[Work instruction]
Across the records below, count the lines that contain "tests" and write down only the count.

Stored items
=====

Issue #2270, opened 2019-12-16
Instrument e2e tests and feed results into a permanent ES cluster


pebrc:
As discussed previously we should instrument our e2e test environments with beats and feed the data into a long lived Elasticsearch cluster managed by ECK. This should help us
* investigate issues with our e2e test suite
* identify potential feature gaps in ECK wrt to monitoring and metrics
* create a long running ECK environment that might be useful in itself (memory leaks, version upgrades, etc) 

We should set up an ILM policy to configure the data retention in that cluster to limit the overall amount of data stored.

sebgl:
Having Elasticsearch logs available would have helped to troubleshoot https://github.com/elastic/cloud-on-k8s/issues/2380.

PR #2486, opened 2020-01-30
Setup e2e tests to run with filebeat logging to e2e monitor cluster

david-kow:
This PR:
- allows instrumenting in-cluster E2E test runs with Filebeat
- enables this instrumentation for the main E2E test

Data needed by Filebeat to output the logs is stored in Vault and accessed when preparing the run.

Resolves https://github.com/elastic/cloud-on-k8s/issues/2270.

### DIFF
--- a/build/ci/Makefile
+++ b/build/ci/Makefile
@@ -69,3 +69,6 @@ get-test-license:
 
 get-docker-creds:
 	@ echo "ELASTIC_DOCKER_PASSWORD = $(shell VAULT_TOKEN=$(VAULT_TOKEN) vault read -address=$(VAULT_ADDR) -field=value secret/devops-ci/cloud-on-k8s/eckadmin)" >> ../../.env
+
+get-monitoring-secrets:
+	@ VAULT_TOKEN=$(VAULT_TOKEN) vault read -address=$(VAULT_ADDR) -field=data -format=json secret/devops-ci/cloud-on-k8s/monitoring-cluster > monitoring-secrets.json
--- a/config/dev/elastic-psp.yaml
+++ b/config/dev/elastic-psp.yaml
@@ -46,3 +46,54 @@
         - min: 1
           max: 65535
     readOnlyRootFilesystem: false
+---
+  apiVersion: policy/v1beta1
+  kind: PodSecurityPolicy
+  metadata:
+    name: elastic.filebeat.restricted
+    annotations:
+      seccomp.security.alpha.kubernetes.io/allowedProfileNames: 'docker/default,runtime/default'
+      apparmor.security.beta.kubernetes.io/allowedProfileNames: 'runtime/default'
+      seccomp.security.alpha.kubernetes.io/defaultProfileName:  'runtime/default'
+      apparmor.security.beta.kubernetes.io/defaultProfileName:  'runtime/default'
+  spec:
+    privileged: false
+    # Required to prevent escalations to root.
+    allowPrivilegeEscalation: false
+    # This is redundant with non-root + disallow privilege escalation,
+    # but we can provide it for defense in depth.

=====

[Answer section]
2